### How to complete this task
Your response should be every line from the entries that includes the string "doesn".

### Extracted data
Issue #19, opened 2019-12-20
In game terminal


apachano:
## Story
In order to execute commands, the game needs a built-in terminal that accepts input and outputs.

## MVP
What are the minimum features needed for this story?
- [ ] Pressing the enter key brings up edit field and output box
- [x] Output from a stream is displayed above edit field similar to a terminal
- [x] Hitting return sends the contents of the edit field to a stream
- [ ] When in edit mode scrolling scrolls back the history of the output display

## Stretch
What are some non-required features for this story?
- [x] The output still displays but with no background and less scrollback when the edit box is not focused
- [ ] Text highlighting is possible in the output window
- [ ] Terminal history recall

M3TIOR:
I'm working on this rn & have been for the last few days. Assign me to the job pleeez! :blue_heart:

tobyplowy:
@M3TIOR It has been done.
Glad to have you on this and good luck :)

M3TIOR:
@apachano what kind of highlighting were you thinking? As in: automated highlighting, or user directed / selection type highlighting?

apachano:
@M3TIOR I was thinking ANSI escape code compatibility is all, from there the program can handle the rest. That will also make it compatible with the terminal when executing commands via the server.

M3TIOR:
Okay thank god, that's what I thought you meant and what I started adding scaffolding for, but just wanted to make sure. Thx! :+1: :smiley:

M3TIOR:
Also what do you mean by "edit mode"?

apachano:
"edit mode" is when the cursor is focused on the input field. In terms of the MVP this is when the terminal is visible.

M3TIOR:
Okay, good, we're on the same page then. From the way you initially said it, it sounded like maybe you were talking about terminal history recall, but that's not really an extremely useful feature atm. Just wanted to make sure.

apachano:
No, definitely not critical right now. Although I added it as a stretch item (mostly to remind myself to add it as a low priority issue when this closes out).

Issue #4, opened 2019-12-11
ImGUI Lua Implementation


apachano:
## Story
As a developer, I want to be able to add custom GUI elements to my game. This could be in the form of a quick command menu, a settings menu, or even the crafting system. 
## MVP
I should be able to create a window, with a text box, a button, a checkbox, a radial, and a dropdown.

Issue #3, opened 2019-12-11
Chunk Meshing


apachano:
## Story
Chunks that are next to each other should mesh together so you cant tell they are separate chunks.

PR #38, opened 2020-01-05
Feat ingame terminal

M3TIOR:
# The In Game Terminal Is Here!
## From the checklist issue #19 this resolves the following:
 - [x] Pressing the enter key brings up edit field and output box
 - [x] Output from a stream is displayed above edit field similar to a terminal
 - [x] Hitting return sends the contents of the edit field to a stream
 - [x] When in edit mode scrolling scrolls back the history of the output display
 - [x] The output still displays but with no background and less scrollback when edit box is not focused

## Caveats
 - The edit field and output box must have the mouse hovering over them for scrolling to work for ImGui internal implementation reasons. This will be the case until we can find a workaround.
-  Using the enter key functionality to set focus on the chat terminal is disabled in comments right now because it's not capable of overlooking other terminal widgets once active. A more detailed explanation can be found in my comments.
- For some reason when entering a huge string sometimes the terminal doesn't know how to handle it. There could definitiely be some improvements made to my output cache flush method.


apachano:
Codacy Here is an overview of what got changed by this pull request:


```diff

Issues
======
- Added 5
           
```


See the complete overview on [Codacy](https://app.codacy.com/manual/GentenStudios/Phoenix/pullRequest?prid=4764724&bid=15884389)

M3TIOR:
I'd recommend meld for merge conflicts. Their GUI is fucking amazing.

apachano:
Codacy Here is an overview of what got changed by this pull request:


```diff

Issues
======
- Added 1
           
```


See the complete overview on [Codacy](https://app.codacy.com/manual/GentenStudios/Phoenix/pullRequest?prid=4764724&bid=15884389)

M3TIOR:
Finally, butt == kicked Codacy you nasty devil. Go jump off a bridge and swim to shore covered in seaweed, half drowned like the nasty swamp urchin you are.

Harumph :triumph:

M3TIOR:
Why do I spend so much of my time on git messages when nobody reads them? Oh well.

apachano:
@M3TIOR Codacy down, still need to answer to Appveyor and you have yet to awaken Le Travis. Merge develop into your code and we shall see.

M3TIOR:
:martial_arts_uniform: Hiyah! Take that! :stuck_out_tongue_closed_eyes: Eyes closed in case I miss again and wind up on my ass looking like a chump to these behemoths.

M3TIOR:
Why you hate me appveyor?

M3TIOR:
Xcode really really hates me. I'm recompiling everything now that I've pulled the upstream changes. I probably should have done that before though.

apachano:
@M3TIOR Still pre-review but caveat 3 and 4 also sound significant. 
- How bad is the overlap? This may not be a blocker but would definitely be a serious bug.
- If pressing enter does not focus, how do you focus/ free the cursor? 
For 5, any idea how long huge is?

beeperdeeper089:
I'm assuming we could overcome No.4 with the Layer Stack system I proposed over Discord, by forcing focus because only specific widgets would be active at any given time.

M3TIOR:
I agree with @beeperdeeper089, if we have a way of determining what widgets must be active at all times, it would keep the focus method pointing at the right widget and thus we shouldn't have that problem. As for the #3 overlap, It's about 30 characters, and only happens when wrapping a contiguous stream of characters because ImGui is programmed to break to newlines when there are spaces in a string that's long enough. The head portion of the extremely wrong word / stream is what gets overlapped so if users aren't typing anything too redicuous like `AAAAAAAAAAAAAAAAAAAAAAAAAAAAAAAAAAAA` or rage spamming like myself `shoviuahbvopuiewb[o iaw[ pwian[o ugawh[oekvjbpawougyv [wiegvp9[euvg` everything should be fine. With #4 I've had a hard time replicating the crash results because they're fairly inconsistent on my end. It seems to be as a result of me not handling an `out_of_bounds exception` when trying to transfer the string contents from one output stream to then next. Like I said, probs a problem with my algorithm that is easy to fix. I went ahead and pushed this anyway though because unless users are putting in strings like the ones above but way waaaaaay longer, there aren't any problems thus far.

beeperdeeper089:
Because I want to actually run this code so it makes sense (for review), are there any special test cases/features you want to me to storm test to ensure reliability? Otherwise I can get straight to reviewing just code standards/quality if you're confident it should work for the most part.

M3TIOR:
I'm confident it should work for the most part. As of right now I forgot to mention that I haven't set up any overrides for the onCommand event so outputting to the terminal is in raw append mode for now. Ie. Everything you type will be appended to the really long string at the end without newlines and I don't have a way to put newlines in atm. Newlines vs no newlines would be a good test to see if that text rendering bug is not just something that happens on my machine. You should also be aware that the last rendered line will always have the text "This is an ImGui Bug" as a test for the text render nonesense. I should probably have written a test method to output a large glob of text to the terminal's cout streams just to make sure my stream emptying method works fine.

M3TIOR:
Whoops should have been a damn refactor lable instead of a fix because I didn't actually change the code definitions I just moved the inlines into the headers where they're supposed to be. Argh. :anger:

apachano:
Codacy Here is an overview of what got changed by this pull request:


```diff

Issues
======
- Added 1
           
```


See the complete overview on [Codacy](https://app.codacy.com/manual/GentenStudios/Phoenix/pullRequest?prid=4764724&bid=15884389)

M3TIOR:
Whenever you're ready to review @beeperdeeper089, it's ready to merge.

apachano:
Yea, it's there although we need to finish those.

Other notes, namespaces should start with a lower case (although we need to sit down and redo the namespacing at some point soon.

And should we be editing code inside a third party? I think the longterm goal is to do a submodule for ImGUI but even if we don't, custom code could be missed if we update.

M3TIOR:
I figured there'd be a doxy issue,  I'll get on that when I feel better I'm super exhausted rn. I was planning on doing that before I pushed initially but figured it could waiit because we've got a hidden deadline for the voxel code, which I wanted to stsrt working on if Bladk is going to be eternally absent. 

As for the ImGui edits, that'll probably be a PR from my own ImGui fork. Updating it should be easy once the PR is merged. That's more of a long term goal though.

M3TIOR:
Since we're using camelCase and the ImGui namespace was already capitalized, I assumed that the trend should carry over into our code. Besides that, while I know ImGui uses snake_case for it's code style so there's a conflict of interest there, I feel it important to keep the `ImGui` name case consistent. It just makes more sense in the english language because it's the name of an API / project. 

If you feel those arguments are insubstantial I'll change the namespace before the pull, but please consider that the inconsistency will also make it harder and more frustrating for me to use my own system :sweat_smile: .

apachano:
I'll defer to @beeperdeeper089 for the style argument, IMO every third party will have its own style, if we try to match all of them we will end up with a mix of styles all over the place. For code written in the project I would think that would want to match the style of the rest of the code.

Doxy is definitely an important requirement, however.

apachano:
Codacy Here is an overview of what got changed by this pull request:


```diff

Issues
======
- Added 1
           
```


See the complete overview on [Codacy](https://app.codacy.com/manual/GentenStudios/Phoenix/pullRequest?prid=4764724&bid=15884389)

M3TIOR:
@apachano @beeperdeeper089 get in here and review this shit lol. Marvel at the rediculous lengths I go to for ensuring documentation is up to par! :fist_raised: :headphones:

M3TIOR:
It's fucking perfect
evil laugh

Engine/Source/ImGuiHelpers.cpp
```diff
@@ -0,0 +1,274 @@
...
+	// 	renderLine(cache.substr(begin, current));
+
+	// For now this function actually handles newlines so it's a fix.
+	ImGui::TextWrapped("%s", (*text).c_str());
+};
+
+void BasicTerminal::drawOutputField(ImGuiWindowFlags flags)
+{
+	// May need later for text scrolling implementatinos.
+	// ImGuiContext* g = ImGui::GetCurrentContext();
```
DontBelieveMe: Instead of commenting it out we can just remove the comment and make note of it somewhere else if it's important.

Engine/Source/ImGuiHelpers.cpp
```diff
@@ -0,0 +1,274 @@
...
+		} while (cacheSize > targetOutputSize - hundredthSize);
+	}
+
+	// clear the output buffer and reset the cout internal object.
+	buf.clear();
+	cout.str(buf);
+}
+
+// NOTE: This inline is okay because it's only used within this file.
+inline void renderText(std::string* text)
```
DontBelieveMe: I'd mark this as `static` instead of `inline` - to avoid potential duplicate linker symbols.
Also instead of passing text as a pointer, I'd pass it as const ref just to be safe,

Engine/Source/ImGuiHelpers.cpp
```diff
@@ -0,0 +1,274 @@
...
+{
+	ImGuiWindow* window = ImGui::GetCurrentWindow();
+	// InputText is a frame object so we have to use push item width to adjust
+	// it.
+	// TODO: investigate label width changing or outright removal becaouse right
+	//   now we don't have a way to remove it, the data for it is just sitting
+	//   off screen to the right.
+	ImGui::PushItemWidth(ImGui::GetWindowWidth() -
+	                     (window->WindowPadding.x * 2.0f));
+	bool append_line = ImGui::InputText(
```
DontBelieveMe: This can be `const` and style conventions state this should be `camelCase` instead of `snake_case` - so `appendLine` in this case.

Engine/Source/ImGuiHelpers.cpp
```diff
@@ -0,0 +1,274 @@
...
+	    "\0",         // make sure we don't have any trailing text to the right.
+	    &inputBuffer, // Our output buffer object.
+
+	    // * These can be used in conjunction for extra functionality *
+	    // NOTE: The Callback doesn't need to be used for line by line input.
+	    ImGuiInputTextFlags(
+	        // Makes the widget return true on enter.
+	        ImGuiInputTextFlags_EnterReturnsTrue
+	        // ImGuiInputTextFlags_CallbackCompletion | // callback on tab
+	        // ImGuiInputTextFlags_CallbackHistory | // callback on up/down
```
DontBelieveMe: Remove instead of commenting out.

Engine/Source/ImGuiHelpers.cpp
```diff
@@ -0,0 +1,274 @@
...
+		{
+			(*cb)(inputBuffer.c_str(), cout);
+			// TODO:
+			//   Possibly implement a custom ostringstream for asynchonous data
+			//   transport between the calling functions and our flush method.
+			//   Might also be a good idea to combine the output streams of
+			//   all our child functions (which will probs be async eventually)
+			//   here.
+			flush();
+		}
```
DontBelieveMe: Could a range for be used here instead of accessing the iterators directly?

Sandbox/Main.cpp
```diff
@@ -1,11 +1,34 @@
...
 
+#include <iostream>
+#include <sstream>
 #include <memory>
+#include <string>
 
 using namespace q2;
 
+
+void rawEcho(const char* input, std::ostringstream &cout)
```
DontBelieveMe: Mark as static to avoid any nastly linker errors.

Sandbox/Main.cpp
```diff
@@ -1,11 +1,34 @@
...
+{
+	// easter egg commission for the tobster.
+	if (std::string(input).compare(std::string("buh-buh-bum-bah-bum")) == 0)
+		cout << "I'll be back\n";
```
DontBelieveMe: also, not a comment but just, lol

Engine/Include/Quartz2/ImGuiHelpers.hpp
```diff
@@ -0,0 +1,468 @@
...
+namespace q2
+{
+	/**
+	 * @namespace ImGuiHelpers
+	 * @brief
+	 *   This namespace serves as a ntainer for all ImGui extension materials
+	 *   maintained within Quartz/Phoenix including including but not limited to
+	 *   classes, functions, enums, etc.
+	 */
+	namespace ImGuiHelpers
```
DontBelieveMe: To match our project this namespace should probably be all lowercase, but if you're going for an extension like API for ImGui then I'd say its fine - it's up to you, just thought I should bring it up.

It'd also be acceptable to just use the `ImGui` namespace directly, which makes sense I think, seen as it's just helpers & extensions.

Engine/Include/Quartz2/ImGuiHelpers.hpp
```diff
@@ -0,0 +1,468 @@
...
+		 *   RecolorCW rcw("Chromotron");
+		 *   int main(){
+		 *     //Initialize ImGui, Setup frame loop...
+		 *     rcw.draw();
+		 *     cw.draw();
+		 *     //...
+		 *   }
+		 * @endcode
+		 */
+		class ImOOGuiWindow
```
DontBelieveMe: I'd probably call this `BaseImWindow` or something - the fact it's an object kindof implies the `OO` anyway.

Engine/Source/ImGuiHelpers.cpp
```diff
@@ -0,0 +1,274 @@
...
+	// std::string(data->Buf));
+	// comm_history.push_back()
+	return 1;
+}
+
+void BasicTerminal::flush()
+{
+	std::string buf       = cout.str();
+	int         bufSize   = buf.length();
+	int         cacheSize = cache.length();
```
DontBelieveMe: Same here - use `std::size_t` over `int` to match `cache.length()` type

Engine/Source/ImGuiHelpers.cpp
```diff
@@ -0,0 +1,274 @@
...
+
+	// ceiling this so we don't run into an infinite loop with extremely small
+	// targetOutputSizes although it should never happen realistically because
+	// I made sure this is alligned in kilobytes of memory.
+	int hundredthSize = static_cast<int>(std::ceil(targetOutputSize / 100));
```
DontBelieveMe: Can be const and is it possible to make this name a bit more descriptive - hundrethSize of what?

Engine/Source/ImGuiHelpers.cpp
```diff
@@ -0,0 +1,274 @@
...
+	// Just for backup the while loop seeks a slightly larger segment
+	// so after we clear up
+	int tenthSize = static_cast<int>(std::floor(targetOutputSize / 10));
```
DontBelieveMe: Can be const and same with the name as above.

Engine/Source/ImGuiHelpers.cpp
```diff
@@ -0,0 +1,274 @@
...
+			// IDK if this is done programatically or not, best practice to do
+			// once, reuse return value since this is up to system
+			// implementation I believe.
+			cacheSize = cache.length();
+
+			// Auto cut at one hundredth the targetSize or newline, which ever
+			// it hits first.
+			for (int l = tenthSize; (l > 0) && cache[l] != '\n'; l++)
+			// for (auto l=0; (l < hundredthSize && cache[l] != "\n" && l <
+			// cacheSize; l++)
```
DontBelieveMe: This can be removed.

Sandbox/UI.hpp
```diff
@@ -0,0 +1,61 @@
...
+// ARISING IN ANY WAY OUT OF THE USE OF THIS SOFTWARE, EVEN IF ADVISED OF THE
+// POSSIBILITY OF SUCH DAMAGE.
+
+#pragma once
+
+#include <Quartz2/Quartz.hpp>
+#include <imgui.h>
+
+/// @brief Contains all UI elements specifically designed for Phoenix.
+namespace UI
```
DontBelieveMe: Namespace should be lowercase - `ui` in this case.

Sandbox/UI.hpp
```diff
@@ -0,0 +1,61 @@
...
+{
+	// @brief A restyle of the standard BasicTerminal for Phoenix
+	class ChatWindow : public q2::ImGuiHelpers::BasicTerminal
+	{
+		/// @privatesection
+	private:
+		/// @brief The current external focus event state.
+		bool renderFocus = false;
```
DontBelieveMe: Private member variables should have `m_` prefix.

Sandbox/UI.cpp
```diff
@@ -0,0 +1,154 @@
...
+#include <UI.hpp>
+
+// Standards
+//...
+
+using namespace UI;
+
+// hacked from the ImGui source
+static const float WINDOWS_MOUSE_WHEEL_SCROLL_LOCK_TIMER = 2.00f;
+void               ForceUpdateMouseWheel()
```
DontBelieveMe: This can be marked `static` and also doesn't appear to be used so can be removed (if you are 100% sure it's going to be used soon then that's ok, If you could just comment it to state as such)

Engine/Source/ImGuiHelpers.cpp
```diff
@@ -0,0 +1,274 @@
...
+
+#include <imgui.h>
+#include <imgui_internal.h> // for nav inputs
+#include <misc/cpp/imgui_stdlib.h>
+
+using namespace q2::ImGuiHelpers;
+
+// This is a ImGuiInputTextCallback
+// TODO: add terminal history & hook for autocomplete.
+int callback(ImGuiInputTextCallbackData* data)
```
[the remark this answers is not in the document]
M3TIOR: That's a todo m8, I just left the scaffolding in there for when we implement the command recall and or completion hooks. That code is required for execution, and it's what we'll be modifying later.

Engine/Source/ImGuiHelpers.cpp
```diff
@@ -0,0 +1,274 @@
...
+	// 	break;
+	//
+	// 	// Filtered by imgui_stdlib implementation.
+	// 	// case ImGuiInputTextFlags_CallbackCharFilter:
+	// 	// 	std::cout << "CallbackCharFilter\n";
+	// 	// break;
+	// };
+	// comm_history.push_back(std::string("Contents: ") +
+	// std::string(data->Buf));
+	// comm_history.push_back()
```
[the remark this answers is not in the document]
M3TIOR: That's going to be used eventually just not atm. I'd rather leave it there then go back and snag it out of an old commit because that takes longer.

Engine/Source/ImGuiHelpers.cpp
```diff
@@ -0,0 +1,274 @@
...
+	return 1;
+}
+
+void BasicTerminal::flush()
+{
+	std::string buf       = cout.str();
+	int         bufSize   = buf.length();
```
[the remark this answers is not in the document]
M3TIOR: Fair.

Engine/Source/ImGuiHelpers.cpp
M3TIOR: Fair.

Engine/Source/ImGuiHelpers.cpp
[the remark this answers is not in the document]
DontBelieveMe: Yeah, but it can still be marked as `static` just to give it internal linkage save any nasty compile errors.

Engine/Include/Quartz2/ImGuiHelpers.hpp
```diff
@@ -0,0 +1,468 @@
...
+			 *  @brief
+			 *    The public rendering interface for subclasses.
+			 *
+			 *  @detailed
+			 *    Provides an interface for accessing drawEx that doesn't require
+			 *    the override cases be redefined in later classes. Be aware that
+			 *    if no drawEx funcion is defined in an inheriting class, this
+			 *    function will not work.
+			 */
+			void draw(bool* p_open, ImGuiWindowFlags flags);
```
beeperdeeper089: Since we call our other final render methods "render", perhaps we call it render instead of "draw"? (Not a formal request, just a question if it would work or sound weird)

Engine/Include/Quartz2/ImGuiHelpers.hpp
```diff
@@ -0,0 +1,468 @@
...
+			 *    standard conventions and must be passed to `begin` by
+			 *    the implementing class.
+			 *
+			 * @brief
+			 *   The public draw interface. This handles the actual rendering
+			 *   of the drawn class. This function must call `begin`, and `end`
+			 *   at the very least.
+			 *
+			 * @detailed
+			 *   This function implements the inherited classes rendering. It's
```
beeperdeeper089: Inherited **class'**, not classes :)

Engine/Include/Quartz2/ImGuiHelpers.hpp
```diff
@@ -0,0 +1,468 @@
...
+		};
+
+		/**
+		 * @typedef
+		 * @brief The callback function pointer format for all terminal callbacks.
+		 * @detailed
+		 *   Specifically, this is defined as an ease-of-use feature for definitions
+		 *   pertaining to the function callbacks within the `BasicTerminal` class.
+		 */
+		typedef void (*TerminalCallback)(const char* content, std::ostringstream &cout);
```
beeperdeeper089: Doing this has a chance of being misleading for some people, I see the intent, however would probably say typdeffing it to void isnt great, if you named it something else it would probably be fine.

This is in the q2 namespace (if mobile hasn't let me down again) so that could create issues if left as void

Sandbox/UI.cpp
```diff
@@ -0,0 +1,154 @@
...
+	static bool   focused;
+
+	/***
+	 * NOTE:
+	 *	`ImGui::PushStyleVar` & `PopStyleVar` for alpha is better unified
+	 *  across children than `ImGui::SetNextWindowBgAlpha` which sets each
+	 *  "Window's" transparency to a factor of the prior existing value for one
+	 *  element. `PushStyleVar` can apply to multiple elements once.
+	 */
+	if (focused)
```
beeperdeeper089: Use braces, we don't want an Apple happening to us.

M3TIOR: What do you mean?

Engine/Include/Quartz2/ImGuiHelpers.hpp
M3TIOR: Since this isn't the render loop, and drawing content I think changing it would be a bit confusing.

Engine/Include/Quartz2/ImGuiHelpers.hpp
M3TIOR: That sould be in the ImGuiHelpers namespace. And it's not typedefed to void, that's a function pointer definition that defines the type `TerminalCallback` to any instance of `void [fnName](const char*, std::ostringstream&);`

beeperdeeper089: Yeah fuck me, this is why i shouldn't review PRs in the morning.

M3TIOR: Nah, you're good. I will admit the syntax for function pointer definitions is a bit confusing.

Sandbox/UI.cpp
beeperdeeper089: do:
```
if (focused)
{
  blah...
}
```
instead of just
```
if (focused)
    blah...
```

The Apple thing I was talking about is [this](https://nakedsecurity.sophos.com/2014/02/24/anatomy-of-a-goto-fail-apples-ssl-bug-explained-plus-an-unofficial-patch/).

M3TIOR: ... But :sob: it's so concise as it is. And because of clang format I'm not allowed to
```c++
if (something)
  { code(); }
```
:(

I'm sure with the right linter we should be able to prevent this anywho.

M3TIOR: I'll fix it :expressionless:. If I can find a better linter that can find when those problems exist, can we use that c++ feature again?

Engine/Source/ImGuiHelpers.cpp
DontBelieveMe: Yeah, the `inline` keyword is nothing but a very weak hint to the compiler to just substitute the function in place, as you said (although compilers basically just ignore them anyway, but that's not the point) - the point of using static here is that, if the compiler didn't inline it and just left it as a normal function, then it would add the function to the object files symbol table as per usual. This is OK until some other function in another object file comes along and has the same name - `renderText` and all of a sudden the linker has two functions both of the same name and then can't decide which one to use. So by marking this function as `static` this tells the compiler that we really won't use this function(or symbol) outside this translation unit so it does not need to add it to the symbol table and hence avoiding any duplicate symbols linker errors.
Yeah, we know as developers that logically this function is not used outside this file, but since in C++ functions have by default an external linkage (aka it has to be exported in the object file) the compiler doesn't know this.
Also by marking this static you could potentially enable even more optimisations than just inline would, without link time optimisation compilers cannot optimise across object files (for the most part).

TL;DR it can cause linker errors, compiler can probably optimise around it more and it's better practice.

Engine/Source/ImGuiHelpers.cpp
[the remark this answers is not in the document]
DontBelieveMe: Just for reference later, I've added a longish explanation comment below about the use of static

Engine/Source/ImGuiHelpers.cpp
DontBelieveMe: yeah I've used rather extensively - there are some comments as API documentation a bit over the place, but I know what you mean it has no actual proper documentation so you generally have t o look into the code quite a bit - which I guess is better in the long run, but short term it's a pain in the arse 😄 
In this case though the API is fairly clear as to what you can pass, and this commented out code is only listing enum values that you can pass, and that's easy to see anyway just by looking at the signature

Sandbox/Main.cpp
DontBelieveMe: 😄 yeah it's good, and on the linker/static note I added a longish comment on this above (copy pasted below just to make it easier to read)

---
Yeah, the inline keyword is nothing but a very weak hint to the compiler to just substitute the function in place, as you said (although compilers basically just ignore them anyway, but that's not the point) - the point of using static here is that, if the compiler didn't inline it and just left it as a normal function, then it would add the function to the object files symbol table as per usual. This is OK until some other function in another object file comes along and has the same name - renderText and all of a sudden the linker has two functions both of the same name and then can't decide which one to use. So by marking this function as static this tells the compiler that we really won't use this function(or symbol) outside this translation unit so it does not need to add it to the symbol table and hence avoiding any duplicate symbols linker errors.
Yeah, we know as developers that logically this function is not used outside this file, but since in C++ functions have by default an external linkage (aka it has to be exported in the object file) the compiler doesn't know this.
Also by marking this static you could potentially enable even more optimisations than just inline would, without link time optimisation compilers cannot optimise across object files (for the most part).

TL;DR it can cause linker errors, compiler can probably optimise around it more and it's better practice.

Engine/Source/ImGuiHelpers.cpp
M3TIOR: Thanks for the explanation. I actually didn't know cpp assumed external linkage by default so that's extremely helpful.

### Result of the task
- For some reason when entering a huge string sometimes the terminal doesn't know how to handle it. There could definitiely be some improvements made to my output cache flush method.
+	    // NOTE: The Callback doesn't need to be used for line by line input.
DontBelieveMe: This can be marked `static` and also doesn't appear to be used so can be removed (if you are 100% sure it's going to be used soon then that's ok, If you could just comment it to state as such)
+			 *    Provides an interface for accessing drawEx that doesn't require
Yeah, we know as developers that logically this function is not used outside this file, but since in C++ functions have by default an external linkage (aka it has to be exported in the object file) the compiler doesn't know this.
Yeah, we know as developers that logically this function is not used outside this file, but since in C++ functions have by default an external linkage (aka it has to be exported in the object file) the compiler doesn't know this.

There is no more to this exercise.